[[ Information supplied open ]]
PR #434, opened 2017-07-20
Simplify sensor subscribers.

wohe:


cartographer_ros/cartographer_ros/node.h
```diff
@@ -72,6 +74,9 @@ class Node {
   bool HandleWriteAssets(
       cartographer_ros_msgs::WriteAssets::Request& request,
       cartographer_ros_msgs::WriteAssets::Response& response);
+  std::unordered_set<string> ComputeExpectedTopics(
```
SirVer: Comment?

cartographer_ros/cartographer_ros/node.h
```diff
@@ -104,12 +109,8 @@ class Node {
...
 
   // These are keyed with 'trajectory_id'.
-  std::unordered_map<int, ::ros::Subscriber> laser_scan_subscribers_;
-  std::unordered_map<int, ::ros::Subscriber> multi_echo_laser_scan_subscribers_;
-  std::unordered_map<int, ::ros::Subscriber> odom_subscribers_;
-  std::unordered_map<int, ::ros::Subscriber> imu_subscribers_;
-  std::unordered_map<int, std::vector<::ros::Subscriber>>
-      point_cloud_subscribers_;
+  std::unordered_map<int, std::vector<::ros::Subscriber>> subscribers_;
+  std::unordered_set<std::string> topics_in_use_;
```
SirVer: `subscribed_topics_`?

ojura:
A quick question. Why do you need multiple topics for scans? Isn't the frame ID of the sensor enough to distinguish them?

wohe:
What benefit do you see in not having multiple topics? I can only see disadvantages not being able to easily remap and distinguish different sensors.

ojura:
Having multiple _source_ topics of course makes sense - when you have multiple rangefinder driver nodes, each publishing scans from its rangefinder. But I don't see any advantage to having more than one _sink_ topic in the Cartographer node itself. You can always route messages from multiple topics into one topic (e.g. you would remap each of individual laser driver nodes' output topics to Cartographer's scan topic). As I said, within the Cartographer node, you can always distinguish the sensors based on the sensor frame. I just don't see what you can accomplish by having multiple sink (input to Cartographer) topics.

I am not a ROS authority by any means, but I have seen this design in e.g. GMapping and it kind of makes sense. I think it's common in ROS that sensors are differentiated by their frame IDs and not by topic names.

SirVer:
I agree, this seems to make sense to me too. It is not a completely straight forward refactoring since we rely on the topics for identification of individual devices - we'd need to switch this to frame_ids. The benefit would be that we do not need to tell the number of devices we expect which would be kinda nice.

ojura:
Ok, it's good we're on the same page :) For now maybe we can just open an issue about this, since it's not high priority. Do you want me to do it?

SirVer:
@ojura I retract my statement from above :)

I just discussed [this case here](
https://github.com/googlecartographer/cartographer_ros/blob/master/cartographer_ros/launch/backpack_3d.launch#L24) with @wohe and now I am convinced that what we have is the best we can do. 

> Ok, it's good we're on the same page :)

Yes, but I think we were both on the wrong page, i.e. having both the same wrong mental model. topic remapping is not a pipeline, it is actually just a search & replace in incoming topics. So, if we hardecode `laser` as topic in Cartographer, you can remap `laser` -> `horizontal_laser` in the launch file, but you cannot remap both `laser` -> `horizontal_laser` and `laser` -> `vertical_laser`, i.e. it is not a pipeline.

ojura:
That's true. But I was referring to output remapping - whoever publishes `horizontal_laser` can be remapped to `laser`, and whoever publishes `vertical_laser` to also `laser`.

wohe:
Can you explain which advantage you see in doing this? As I said I can see disadvantages:

- more complicated remapping: you can no longer remap on the Cartographer side but must do it on the sensor side which can be cumbersome, e.g. when used with includes in the launch file
- the merge sorting must know which data to expect, so we have to somehow explain separately which frame IDs are expected
- we have data where different sensors have already be transformed to the same frame, to handle this we would have to artificially remap the frames to make sure different sensors can be identified

These are disadvantages. If we change the code in a way that we have to accept those, what benefits do we get? Otherwise this seems to me to make the code strictly worse.

ojura:
I don't see a huge issue in 1). I think that making heavy use of topic remapping is standard in ROS and is preferred over adapting node code (e.g. we always prefer using hardcoded and well-defined topic names, along with topic remapping and ROS namespaces, over using configurable/dynamic topic names in node code).

For 2): why couldn't the used frame IDs be updated dynamically? As long we can look up the transform from some new, previously unseen sensor frame to the tracking frame, we should be open to receiving and making use of that sensor data. As @SirVer mentioned, this would free us from having to pre-configure the number of devices.

For 3): again, I emphasize that I am not a ROS authority and everything I argue here is based on a feeling of what I have seen so far in ROS. That said, I think that a dataset like this would not be conforming to standards. [We already had a](https://github.com/googlecartographer/cartographer_ros/pull/408) case where a dataset invalidly had an empty `frame_id` for odometry sensor messages and the conclusion was that we should not bend over and do unstandard things in ROS so that these invalid datasets work out of box.

Perhaps we could ping someone from the ROS community about this?

jihoonl:
I don't see why we have to have just one subscriber for each sensor type. Having one topic for one sensor data is very natural in ROS. I don't see any benefit by integrating all source into one. 

1) It makes harder to introspect each sensor data. It is harder to use other ros introspection tools like `rviz` and `rostopic` too.

2) Sensors are not just for cartographer. Consider that laser scan and pointcloud are used for navigation, perception and other purposes. What if other nodes only want to use `horizontal_laser`?

3) Your suggestion is still possible with the current implementation already. Please don't limit its usability. I think it is oversimplification just for cartographer.

ojura:
Yeah, you're right.

> Having one topic for one sensor data is very natural in ROS.

Still, I am wondering if there's any official specs on this.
[[ Information supplied closed ]]
Your goal –
Within the data above, the span starting at the line containing "Ok, it's good we're on the same page :) For" and ending at the line containing "- the merge" is to be retyped exactly, with no other lines.

Written solution –
Ok, it's good we're on the same page :) For now maybe we can just open an issue about this, since it's not high priority. Do you want me to do it?

SirVer:
@ojura I retract my statement from above :)

I just discussed [this case here](
https://github.com/googlecartographer/cartographer_ros/blob/master/cartographer_ros/launch/backpack_3d.launch#L24) with @wohe and now I am convinced that what we have is the best we can do. 

> Ok, it's good we're on the same page :)

Yes, but I think we were both on the wrong page, i.e. having both the same wrong mental model. topic remapping is not a pipeline, it is actually just a search & replace in incoming topics. So, if we hardecode `laser` as topic in Cartographer, you can remap `laser` -> `horizontal_laser` in the launch file, but you cannot remap both `laser` -> `horizontal_laser` and `laser` -> `vertical_laser`, i.e. it is not a pipeline.

ojura:
That's true. But I was referring to output remapping - whoever publishes `horizontal_laser` can be remapped to `laser`, and whoever publishes `vertical_laser` to also `laser`.

wohe:
Can you explain which advantage you see in doing this? As I said I can see disadvantages:

- more complicated remapping: you can no longer remap on the Cartographer side but must do it on the sensor side which can be cumbersome, e.g. when used with includes in the launch file
- the merge sorting must know which data to expect, so we have to somehow explain separately which frame IDs are expected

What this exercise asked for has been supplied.